Although the current literature has been inconsistent with respect to biological differences between tumors of AA and CA women, two recent reports support the hypothesis that biological differences exist and find that in women with breast tumors of similar ER status, AA women have poorer survival than CA women, even after adjustment for socioeconomic factors [44,45]. In addition, a separate study showed that there are biological differences impacting angiogenesis, chemotaxis, and immunobiology pathways in breast tumors of AA and CA women based on the comparison of gene expression profiles of tumor and stromal tissue from breast tumors of these two racial populations . Our preliminary findings of differences in CNA frequencies in TN tumors from AA and CA women support the observations that there may be biological differences in the TN tumors.

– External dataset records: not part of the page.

PR #403, opened 2017-05-09
New TypeCast

rmorshea:
Refactoring #317

### DIFF
--- a/traitlets/tests/test_traitlets.py
+++ b/traitlets/tests/test_traitlets.py
@@ -1585,8 +1585,8 @@ class TestTupleTrait(TraitTestBase):
         return value
 
     def test_invalid_args(self):
-        self.assertRaises(TypeError, Tuple, 5)
-        self.assertRaises(TypeError, Tuple, default_value='hello')
+        self.assertRaises(TraitError, Tuple, 5)
+        self.assertRaises(TraitError, Tuple, default_value='hello')
         t = Tuple(Int(), CBytes(), default_value=(1,5))
 
 class LooseTupleTrait(HasTraits):
@@ -1607,8 +1607,8 @@ class TestLooseTupleTrait(TraitTestBase):
         return value
 
     def test_invalid_args(self):
-        self.assertRaises(TypeError, Tuple, 5)
-        self.assertRaises(TypeError, Tuple, default_value='hello')
+        self.assertRaises(TraitError, Tuple, 5)
+        self.assertRaises(TraitError, Tuple, default_value='hello')
         t = Tuple(Int(), CBytes(), default_value=(1,5))
 
 
--- a/traitlets/traitlets.py
+++ b/traitlets/traitlets.py
@@ -1728,15 +1728,16 @@ class TypeCast(ClassBasedTraitType):
             self._cast_types = (self._cast_types,)
         return self
 
-    def __init__(self, default_value=Undefined, *args, **kwargs):
-        if default_value not in (Undefined, None):
+    def __init__(self, *args, **kwargs):
+        self.klass = kwargs.pop("klass", self.klass)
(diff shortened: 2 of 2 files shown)


rmorshea:
@minrk if you have any thoughts on why the "hard part" (a0296cf) is failing let me know.

Something subtle is wrong, so I'm tempted to just submit the "easy part" (6b66f1c) on it's own.

rmorshea:
Ugh... I just forgot to pass the default value through `super().__init__` :expressionless: - not nearly as subtle an error as I thought. Still have to make `Dict` inherit from `TypeCast` though.

rmorshea:
@minrk passing now.

rmorshea:
@minrk questions, comments, or concerns about this? I mostly need to add documentation.

minrk:
Sorry I haven't gotten to it, yet. This is a big rewrite of a lot of traitlets, which always makes me nervous. I just haven't had the time to go through it thoroughly and test it with every downstream IPython and Jupyter project, etc.. I'll try to get to this soon.

rmorshea:
@minrk, the traits of most concern would be those inheriting from 'Container' since their implementation is relatively complicated.

rmorshea:
@minrk, would it be better for me to break this into multiple PRs?

1. Introduce `TypeCast` without refactoring
2. Refactor trivial cases (e.g. `Int`, `Unicode`, etc.)
3. Refactor hard cases (e.g. `Container`, `Mapping`, etc.)

rmorshea:
@minrk 6.0? or 5.0?

traitlets/traitlets.py
```diff
@@ -2269,95 +2291,110 @@ def validate(self, obj, value):
...
+    def __init__(self, *args, **kwargs):
+        super(Mutable, self).__init__(*args, **kwargs)
+        self._default_progenitor = self.default_value
+        self.default_value = Undefined
 
-        trait : TraitType [ optional ]
-            the type for restricting the contents of the Container.  If unspecified,
-            types are not checked.
+    def make_dynamic_default(self):
+        return copy.copy(self._default_progenitor)
```
minrk: Shouldn't this be `copy.copy(self.default_value)`? Why is the default_value unused and a separate private attribute used for the same purpose?

traitlets/traitlets.py
```diff
@@ -2269,95 +2291,110 @@ def validate(self, obj, value):
...
-class Container(Instance):
-    """An instance of a container (list, set, etc.)
-
-    To be subclassed by overriding klass.
-    """
-    klass = None
-    _cast_types = ()
-    _valid_defaults = SequenceTypes
-    _trait = None
+class Mutable(TypeCast):
```
minrk: What is Mutable? If it's only here to be a base class, make it private: `_Mutable`. Also make sure that every one of these has a docstring.

traitlets/traitlets.py
```diff
@@ -2269,95 +2291,110 @@ def validate(self, obj, value):
...
             except TraitError as error:
                 self.error(obj, v, error)
             else:
-                validated.append(v)
-        return self.klass(validated)
+                new.append(v)
+        return new
+
+
+class BaseSequence(Container):
```
minrk: What is BaseSequence? It needs a docstring, and should be private if it's only here to be a helper for Sequence below.

traitlets/tests/test_traitlets.py
```diff
@@ -1585,8 +1585,8 @@ def coerce(self, value):
         return value
 
     def test_invalid_args(self):
-        self.assertRaises(TypeError, Tuple, 5)
```
minrk: Calling a constructor with the wrong arguments does normally raise TypeError. Why has this changed?

rmorshea:
Close in favor of https://github.com/ipython/traitlets/pull/477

It is still unknown how these differences contribute to prognosis for AA and CA women.
One potential study limitation was selection bias in the array-tested samples. Therefore, we conducted a weighted analysis to address the issue of selection bias, but cannot be certain that this weighting completely addressed that issue. In addition, although there were limitations in the use of the moderate resolution BAC array for the identification of CNAs, we successfully demonstrated that we could confirm previously identified CNAs associated with specific breast cancer subtypes and identify additional novel CNAs not previously reported, particularly for the TN/basal subtype.

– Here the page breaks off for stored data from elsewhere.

PR #406, opened 2017-05-16
update pip before install

rmorshea:
As per https://github.com/kennethreitz/requests/issues/4006 the default version of `pip` used by travis is 6.x.x which has a problem installing requests. Even if that issue is resolved, we should probably be using the latest version of `pip` anyway.


minrk:
Thanks!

In this report we found characteristic genomic alterations associated with subtypes of breast cancer. The breast cancer samples included in this study were a part of a larger cohort of young women, and included the largest aCGH study on both breast tumors from young women and on number of TN tumors analyzed by aCGH. Further replication studies will need to be performed to confirm these findings. These results can be applied to future studies to increase our understanding of the biology of the different breast cancer subtypes, particularly TN tumors, and differences by race, ultimately leading towards the identification of improved targeted therapeutic strategies and breast cancer survival.